▶ _WHAT TO WORK ON_: Every line in the data below that includes "unchecked" belongs in the answer, copied as it stands.
====== RECORDS PROVIDED ======
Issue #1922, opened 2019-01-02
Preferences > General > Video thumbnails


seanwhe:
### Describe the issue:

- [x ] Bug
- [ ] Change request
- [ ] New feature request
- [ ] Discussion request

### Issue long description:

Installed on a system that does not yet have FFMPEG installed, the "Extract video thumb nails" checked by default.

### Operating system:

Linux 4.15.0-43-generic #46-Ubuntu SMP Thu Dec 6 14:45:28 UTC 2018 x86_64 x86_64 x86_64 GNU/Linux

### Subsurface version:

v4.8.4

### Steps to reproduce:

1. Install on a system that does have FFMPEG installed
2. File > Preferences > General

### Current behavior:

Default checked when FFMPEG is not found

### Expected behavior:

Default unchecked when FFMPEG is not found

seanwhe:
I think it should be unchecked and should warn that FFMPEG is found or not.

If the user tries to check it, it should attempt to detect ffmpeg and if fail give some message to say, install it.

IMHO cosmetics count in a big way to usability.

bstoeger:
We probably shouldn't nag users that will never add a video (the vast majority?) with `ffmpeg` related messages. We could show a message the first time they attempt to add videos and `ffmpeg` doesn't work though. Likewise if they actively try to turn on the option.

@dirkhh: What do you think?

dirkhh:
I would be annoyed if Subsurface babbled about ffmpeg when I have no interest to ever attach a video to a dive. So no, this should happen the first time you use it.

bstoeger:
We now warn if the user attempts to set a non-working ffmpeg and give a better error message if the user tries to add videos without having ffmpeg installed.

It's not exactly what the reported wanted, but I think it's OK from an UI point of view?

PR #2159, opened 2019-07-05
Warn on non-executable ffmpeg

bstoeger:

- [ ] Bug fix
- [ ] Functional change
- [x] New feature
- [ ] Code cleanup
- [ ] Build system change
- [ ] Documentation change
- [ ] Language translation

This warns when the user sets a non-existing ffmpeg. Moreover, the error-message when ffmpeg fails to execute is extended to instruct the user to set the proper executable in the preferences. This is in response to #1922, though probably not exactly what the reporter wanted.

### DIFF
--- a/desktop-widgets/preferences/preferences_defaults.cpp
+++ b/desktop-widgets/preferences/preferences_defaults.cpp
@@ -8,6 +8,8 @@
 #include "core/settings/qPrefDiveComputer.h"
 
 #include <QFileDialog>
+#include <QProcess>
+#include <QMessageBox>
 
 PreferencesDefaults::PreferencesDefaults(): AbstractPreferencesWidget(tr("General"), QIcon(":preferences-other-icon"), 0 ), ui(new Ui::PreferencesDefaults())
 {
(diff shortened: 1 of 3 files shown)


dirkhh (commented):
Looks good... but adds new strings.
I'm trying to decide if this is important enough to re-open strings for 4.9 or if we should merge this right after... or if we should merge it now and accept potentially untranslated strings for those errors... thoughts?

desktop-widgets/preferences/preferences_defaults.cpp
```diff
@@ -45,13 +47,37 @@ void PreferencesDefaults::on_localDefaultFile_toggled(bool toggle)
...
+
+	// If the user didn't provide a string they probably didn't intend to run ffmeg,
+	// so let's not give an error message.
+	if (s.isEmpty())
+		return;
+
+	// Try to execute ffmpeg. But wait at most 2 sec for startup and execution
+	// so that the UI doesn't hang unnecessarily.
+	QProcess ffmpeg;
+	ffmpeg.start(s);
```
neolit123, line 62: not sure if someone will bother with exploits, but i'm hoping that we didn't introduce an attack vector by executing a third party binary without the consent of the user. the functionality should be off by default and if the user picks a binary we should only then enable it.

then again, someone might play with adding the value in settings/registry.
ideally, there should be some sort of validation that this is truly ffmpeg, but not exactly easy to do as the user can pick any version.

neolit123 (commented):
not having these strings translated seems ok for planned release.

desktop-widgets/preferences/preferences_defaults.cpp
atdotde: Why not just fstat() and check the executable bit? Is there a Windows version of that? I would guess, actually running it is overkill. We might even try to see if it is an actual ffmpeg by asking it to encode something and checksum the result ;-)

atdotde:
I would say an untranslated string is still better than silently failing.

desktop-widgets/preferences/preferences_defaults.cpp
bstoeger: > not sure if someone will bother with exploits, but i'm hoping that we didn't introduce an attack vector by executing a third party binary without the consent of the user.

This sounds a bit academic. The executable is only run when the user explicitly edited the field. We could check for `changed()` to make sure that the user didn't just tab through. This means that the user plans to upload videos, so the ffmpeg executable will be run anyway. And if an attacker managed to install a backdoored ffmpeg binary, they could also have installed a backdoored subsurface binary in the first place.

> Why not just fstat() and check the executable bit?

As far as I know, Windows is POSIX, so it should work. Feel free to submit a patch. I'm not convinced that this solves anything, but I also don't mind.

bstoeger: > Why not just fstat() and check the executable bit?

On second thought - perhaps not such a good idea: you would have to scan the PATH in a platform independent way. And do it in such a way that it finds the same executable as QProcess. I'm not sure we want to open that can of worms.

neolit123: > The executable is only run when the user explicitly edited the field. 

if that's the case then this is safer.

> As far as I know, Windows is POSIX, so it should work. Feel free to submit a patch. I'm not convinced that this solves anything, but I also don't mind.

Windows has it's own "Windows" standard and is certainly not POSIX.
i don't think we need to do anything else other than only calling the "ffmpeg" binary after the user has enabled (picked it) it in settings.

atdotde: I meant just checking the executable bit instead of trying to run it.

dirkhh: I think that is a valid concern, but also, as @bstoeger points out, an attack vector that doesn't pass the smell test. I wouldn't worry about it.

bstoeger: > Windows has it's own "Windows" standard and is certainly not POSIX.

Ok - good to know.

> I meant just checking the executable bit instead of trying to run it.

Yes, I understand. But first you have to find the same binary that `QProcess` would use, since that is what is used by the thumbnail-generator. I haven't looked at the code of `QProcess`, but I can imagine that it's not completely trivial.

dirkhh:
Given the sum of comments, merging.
======
▶ _RESULT_:
Default unchecked when FFMPEG is not found
I think it should be unchecked and should warn that FFMPEG is found or not.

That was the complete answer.